Cuando Jaramillo entró, poco después, en la lechería, Martín acababa ya su cacao con leche. Se levantó a medias, pero el otro le hizo un gesto tratando de impedírselo.
– No, no. No se mueva ahora, por favor. Me ha dicho usted que es doctor.
– Sí. ¿Quiere tomar algo?
– Un vaso de leche, por ejemplo.
– ¿Con cacao, o sola?-preguntó Martín.
– Oh, sola.
– Soy médico de la prisión -dijo Martín. Observó al otro: era menudo, inquieto como un ratoncillo. No había tenido tiempo siquiera de afeitarse-. Sé que le va a sorprender que… Me envía Alijo Carvajo.

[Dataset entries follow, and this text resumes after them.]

PR #1555, opened 2026-09-16
fix(auth): preserve user config on passthrough password change

mehcode:
When `passthrough_auth` is set to `enabled_allow_change` or `enabled_plain_allow_change`, a client connecting with a rotated password replaces that user's entry with the one built from the startup message, resetting settings like `pool_size`, `pooler_mode`, etc.


levkk (approved):
Good catch!

PR #1556, opened 2026-09-16
feat: re-write uuid functions (calls + DEFAULT) in omni insert

jkaczman:
Adds support to rewrite UUID functions (`uuidv4`, `uuidv7`, `gen_random_uuid`) for omni inserts on top of the support for date-time functions (from #1541). Some refactoring to push those two classes of functions into separate files and generalize handling a bit more.

It does **not** support specifying an interval argument within uuidv7() yet.


levkk (approved):
Image

PR #1557, opened 2026-09-16
fix premature ReadyForQuery in pub/sub pipelines

### LINKED ISSUE #1512: Transaction-pool pipeline `LISTEN` sends `ReadyForQuery` before `Sync`
**Version**

`v0.1.57` (main `7594279`, transaction pool mode with pub/sub enabled; `pub_sub_channel_size = 100`)

**Description**

A `LISTEN` followed by another command in one psycopg pipeline succeeds against PostgreSQL, but the transaction-pool endpoint reports an unexpected pipeline synchronization result instead of completing the pipeline. In the extended query protocol, `ReadyForQuery` terminates a `Sync` response, not an individual command ([PostgreSQL protocol flow](https://www.postgresql.org/docs/current/protocol-flow.html#PROTOCOL-FLOW-EXT-QUERY)).

Transaction mode routes `Command::Listen` to the local [`listen()`](https://github.com/pgdogdev/pgdog/blob/7594279/pgdog/src/frontend/client/query_engine/mod.rs#L249-L257) path. That path calls [`command_complete()`](https://github.com/pgdogdev/pgdog/blob/7594279/pgdog/src/frontend/client/query_engine/pub_sub.rs#L6-L15), which sends both `CommandComplete` and `ReadyForQuery` before the client `Sync` ([`pub_sub.rs`](https://github.com/pgdogdev/pgdog/blob/7594279/pgdog/src/frontend/client/query_engine/pub_sub.rs#L56-L70)). Session mode instead forwards `LISTEN` through `execute()`.

**Reproduce**

Run with psycopg 3 against a direct PostgreSQL endpoint and a PgDog transaction-pool endpoint. `DIRECT_DSN` and `PGDOG_DSN` refer to those endpoints.

```python
import logging

import psycopg


logging.getLogger("psycopg").setLevel(logging.ERROR)


def run(label, dsn):
    conn = psycopg.connect(dsn, autocommit=True)
    try:
        with conn.pipeline() as pipeline:
            with conn.cursor() as cur:
                cur.execute("LISTEN pgdog_pipeline_listen")
                cur.execute("SELECT 1")
                pipeline.sync()
        print(f"{label}: {conn.execute('SELECT 42').fetchone()}")
    except Exception as exc:
    finally:
        conn.close()


run("direct", DIRECT_DSN)
run("pgdog", PGDOG_DSN)
```

**Expected behavior**

Both endpoints complete the pipeline and print:

```text
direct: (42,)
pgdog: (42,)
```

**Actual behavior**

`7594279` prints:

```text
direct: (42,)
pgdog: InternalError: unexpected result status from query: PIPELINE_SYNC
```

murex971:
Use existing command-response path so responses follow the original frontend messages:
- Parse → ParseComplete
- Bind → BindComplete
- Execute → CommandComplete
- Flush → no response
- Sync → ReadyForQuery

Session-mode behavior is unchanged.

closes #1512


levkk (approved):
Nice!

PR #1558, opened 2026-09-16
test: stabilize asynchronous database fixtures

dipeshbabu:
Several CI fixtures depend on scheduling speed or wait for only part of their asynchronous work. This causes timeouts and premature row-count checks on otherwise valid runs.

- Wait for the mirrored table to appear, with a bounded timeout and immediate failure for unexpected database errors.
- Create the load-balancer stress test's table once before starting its 100 concurrent clients, then drop it after the clients finish.
- Wait for initial COPY to finish, drain pgbench's server connections, and observe a replication sentinel on each destination shard before stopping data sync and checking row counts.
- Set `jit=off` when opening asyncpg test connections so type metadata lookup fits within the existing query timeout.
- Use bulk string operations to generate large pgbench response payloads.

Validation: Rust/Go formatting and shell/Python syntax checks pass. PostgreSQL verified the generated payload lengths at 2, 61, 62, 63, and 1,000,000 bytes. All 27 jobs passed in [pre-PR validation](https://github.com/dipeshbabu/pgdog/actions/runs/35107083777), covering builds, strict linting, unit/doc tests, and the 21-suite integration matrix.


levkk (approved):
Thank you!

PR #1559, opened 2026-09-16
fix(types): compare and hash intervals by PostgreSQL duration

dipeshbabu:
Cross-shard interval comparisons use individual fields, so `1 mon` sorts after `31 days` and equivalent values such as `1 day` and `24 hours` form separate groups. This also produces incorrect `MIN`/`MAX` results.

Use one allocation-free `i128` duration for ordering, equality, and hashing, matching PostgreSQL's 30-day months and 24-hour days without overflowing the interval range.

Regression tests cover equivalent values, mixed signs, extreme ranges, and multi-shard ordering/grouping/min/max in text and binary formats.

Validation: all 27 jobs pass in [CI](https://github.com/dipeshbabu/pgdog/actions/runs/35408696969), including strict formatting/Clippy, unit/doc tests, Linux/macOS builds, and all 21 integration suites on PostgreSQL 18.

PR #1560, opened 2026-09-16
fix(aggregate): handle empty and singleton variance inputs

dipeshbabu:
Cross-shard variance/stddev queries fail when every shard returns NULL partial sums. Population variants also return NULL for a single finite value, while sample variants incorrectly return NaN for a singleton NaN.

Check the input count before inspecting partial sums, return NULL for insufficient sample inputs, and return zero for a finite singleton population before performing arithmetic.

Regression tests compare empty, all-NULL, singleton, and mixed-NULL inputs with PostgreSQL across integer, numeric, real, and double precision types.

Validation: all 27 jobs pass in [CI](https://github.com/dipeshbabu/pgdog/actions/runs/35408697000), including strict formatting/Clippy, unit/doc tests, Linux/macOS builds, and all 21 integration suites on PostgreSQL 18.


levkk:
Same ask as #1559, let's stack these and merge together!

dipeshbabu:
Rebased onto main after #1558 merged. This PR now contains only the variance fix. All 27 validation jobs pass.

PR #1565, opened 2026-09-16
Bump CI to Postgres 18

jkaczman:


levkk:
I'm obviously paranoid, but make sure to pin the action to a specific hash; this is a common way for people to take over other people's repos and inject stuff

Issue #475, opened 2018-06-18
TEMP_FAILURE_RETRY is specific to the GNU C Library


safayetahmedatge:
https://github.com/tpm2-software/tpm2-abrmd/blob/c90cd599bbde05514a6396ad25c47aec74bbd70a/src/tcti-tabrmd.c#L168

This is problematic on platforms that use a non-GNU C library like musl libc in Alpine containers. The musl libc headers don't implement TEMP_FAILURE_RETRY.

Other projects that see similar issues address it with preprocessor directives similar to the following:
```
#ifndef TEMP_FAILURE_RETRY
#define TEMP_FAILURE_RETRY(expression) \
...
```
We could do the same in 'src/util.h'. My preference would be to just copy the implementation from an existing project but I am unsure of the licensing restrictions. Can tpm2-abrmd include Apache licensed code like the following?

https://android.googlesource.com/platform/system/core/+/master/base/include/android-base/macros.h#26

flihp:
We have an implementation of this paradigm in tpm2-tss for handling retries on Windows and Linux. Should be easy enough to just use that code.

safayetahmedatge:
Thanks @flihp. Will look into it.

PR #497, opened 2018-07-17
Remove dependence on GNU libc to improve portability

safayetahmedatge:


safayetahmedatge:
Is there a requirement that the code should be consistent across machines with different endianness? I'm not entirely sure that the changes to "random_get_bytes" will meet such a requirement. I'm open to suggestions on a different way to do it.

flihp:
Thanks for the PR @safayetahmedatge. Before I do the review a minor procedural thing: please do look at the CONTRIBUTING.md file for patch submission guidelines. Specifically neither of these commits meet the DCO requirement.

Additionally I'd recommend you break this PR up into two, one for each commit. I recommend this because the first commit is relatively uncontroversial since it was discussed in #475 and should be something we can get committed with a quick review. The second commit is something we haven't discussed in an issue thread yet and will take a bit of research on my part to understand what you're changing, why / how etc.

Issue #237, opened 2017-11-08
support for minimal libc


flihp:
Distros like Angstrom use musl libc instead of the GNU libc and there are a few compatibility issues. Angstrom packages glib so I'm assuming whatever non-standard features we're using from GNU libc can be worked around.

flihp:
this was resolved thanks to @safayetahmedatge in #503

PR #502, opened 2018-07-18
Remove TEMP_FAILURE_RETRY call for portability

safayetahmedatge:
TEMP_FAILURE_RETRY is a non-protable extension to GNU libc.

This PR replaces it with implementation similar to TSS2_RETRY_EXP in
tpm2-tss, but consistent with behaviour described in the GNU C library manual:
  https://www.gnu.org/software/libc/manual/html_node/Interrupted-Primitives.html

Adressing issue https://github.com/tpm2-software/tpm2-abrmd/issues/475

### DIFF
--- a/src/tcti-tabrmd.c
+++ b/src/tcti-tabrmd.c
@@ -165,7 +165,7 @@ tcti_tabrmd_poll (int        fd,
     int ret;
     int errno_tmp;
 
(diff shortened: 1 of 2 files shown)


flihp:
Great patch @safayetahmedatge. The commit message to comment ratio is much better this time around.

flihp:
also relevant to #237

PR #543, opened 2018-09-26
Handle ContextSave and ContextLoad operations for sessions.

flihp:
This commit contains structural changes that are required for handling
the context gap response code. The previous approach was as passive as
possible when it came to handling sessions. The ResourceManager passed
all ContextSave and ContextLoad commands through to the TPM and
extracting the data it needed from them as they passed. This data was
sufficient for us to load and save contexts when clients referenced them
in the handle / auth area of a command.

This design works so long as we don't need to load / save a session
context in between a ContextSave & ContextLoad from the Connection that
owns it. We previously worked around this by refusing to do this. This
was fine since the TPM throws errors if it receives a command that
references sessions that aren't loaded and we were just preserving this
behavior.

This design falls down if we ever encounter a situation in which we
*must* break the rules described above. Handling the context gap is
exactly this situation. This commit changes this design as follows:

SessionEntry: This is where we store the context object when it's saved.
We now maintain two copies of the context object. The first is the copy
that the ResourceManager uses, the second is the one that we expose to
the client. These TPMS_CONTEXT structures are stored in their marshalled
form. We also add a few utility functions to make handling these blobs
easier.

tpm2-header: This commit adds a convenience function to this module for
setting the header fields in a memory blob. This is very useful when
we're constructing response buffers to send back to the caller on behalf
of the TPM.

Tpm2Command: We've added two new functions to create TPM2_ContextLoad
and TPM2_ContextSave commands. Now that we're storing the TPMS_CONTEXT
structures as marshalled blobs we use a different interface in the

Jaramillo se puso en guardia.
– ¿Qué Carvajo?
Martín sonrió.
– Por favor, no se alarme -dijo. Sacó el papel donde el estudiante garrapateara: "Doctor Jaramillo", y se lo mostró-. ¿Sabía que le ejecutaban esta misma mañana?
Jaramillo sostuvo inciertamente la mirada del otro.
– No, no sabía nada.
Martín miró su reloj.
– Son las seis y cuarto de la mañana -dijo-. Las seis y medía es la hora de la ejecución. Pero lo harán algo más tarde, porque el capellán se retrasará. Lo hace siempre adrede, desde que leyó la vida de Dostoiewski, porque sabe que no empezarán sin él… Pide a Dios perdón por alargar la vida del condenado y da una oportunidad al indulto, a un indulto que jamás llega.
Jaramillo no dijo nada.
– Yo no soy amigo de los credos políticos -siguió Martín-. He vivido mucho, y he visto muchos programas de resurgimiento. Todos eran brillantes. Pero luego se aplicaban, y resultaban mucho menos brillantes… Usted se preguntará por qué le cuento todo esto… Cuando el Presidente actual subió al Poder, iba precedido de un programa maravilloso: leyes de paro, créditos agrícolas, proteccionismo arancelario, industrialización, fomento de la exportación… Usted lo sabe muy bien. A casi todos nos resultaba simpático. Había sido incomprensible el golpe de Estado, era cierto, porque Salvano retuvo el Poder durante tan poco tiempo que nadie supo si era eficaz o no. Pero el Presidente actual nos convenció a todos: nos dijo que nos había librado de Salvano, que la nación había corrido un peligro espantoso, que ahora él la sacaría adelante… Todos le creímos. Hablaba bien, era simpático, resultaba agradable ver aquellos cabellos blancos alrededor de los ojos azules, en los carteles de propaganda, en los sellos de correos… Por otra parte, su entrada fue brillante: no se produjeron derramamientos de sangre. Y eso es meritorio, en estos países… Aunque, en realidad, todos nos obcecamos, y no nos dimos cuenta de que el mérito del golpe incruento no estaba en el Presidente que había subido al Poder, sino en el Presidente que lo había abandonado. Tampoco nos dimos cuenta de que Salvano odiaba la violencia, y de que el nuevo Presidente acudía a ella siempre que lo juzgaba necesario o conveniente. ¡Y cuántas veces debió juzgarlo necesario o conveniente, desde entonces…! No nos dimos cuenta de nada, en resumen.